In 2005, the FBI announced that it would create a devoted subsidized staffing needs for agents in the intelligence platform. Those agents were assigned to function as collectors, target inventors, and reporters. It also intends to establish a strategic intelligence section within the DI. The FBI also intends to include strategic analysis in each FIG and completely integrate Security and Intelligence Community partners (Intelligence Community Directive, 2013). In addition, the FBI will appoint an Assistant Special Agent in Charge (ASAC) for each of the Field Offices that now have only one ASAC. Before accepting the position, this employee will be trained in intelligence methods and procedures and will be responsible for steering that offices national safety mission.
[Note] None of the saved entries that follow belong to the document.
PR #282, opened 2018-01-27
Fix TransitionGroup error for v1 as well

### LINKED ISSUE #12: Broken animation finishing after unmounting

jony89:
fixes #12 using #15 for v1 as well.

Not all of us have moved to v2 (especially those of us who are still using `material-ui`  < v1-beta),
Yet, this is critical bug fix .

@jquense hopefully a version with that fix will be released soon ? :)

### DIFF
--- a/src/TransitionGroup.js
+++ b/src/TransitionGroup.js
@@ -99,7 +99,7 @@ class TransitionGroup extends React.Component {
   };
 
   _handleDoneAppearing = (key, component) => {
-    if (component.componentDidAppear) {
+    if (component && component.componentDidAppear) {
       component.componentDidAppear();
     }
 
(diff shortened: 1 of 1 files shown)


jquense:
thanks!

jony89:
@jquense could u publish a new version for this ? (v1.2.2)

Since 9/11, the FBI has implemented or been urged to implement several organizational, business, and resource distribution changes to improve its intelligence program. The Bureau originally formed an Office of Intelligence to focus its covert operations, currently renamed the DI due to P.L. (Intelligence Community Capability Directive, 2022). Field Intelligence Groups were also established in each of the Bureaus 56 field offices. Additional intelligence experts and Special Agents committed to intelligence collecting have also been hired.
Conclusion
The Federal Reserve, the New York State Banking Department, and the Securities and Exchange Commission have been working together to analyze events following the September 11 terrorist attacks to improve the financial systems overall resilience. Over the last few months, discussions with prominent financial sector representatives have aided this effort. The results of these sessions, which are detailed here, suggest that adopting more strong business continuity strategies all over the financial sector might have considerable benefits. The 9/11 Commission suggests a global plan to combat terrorism that includes targeting terrorists and their institutions, preventing and planning for future terrorist acts, and limiting the formation of terrorist organizations. These objectives can be met by a concerted effort that involves interagency intelligence sharing, the recruitment of a National Intelligence Director, the establishment of a National Terrorism Center, and a better structure of Americas homeland defenses.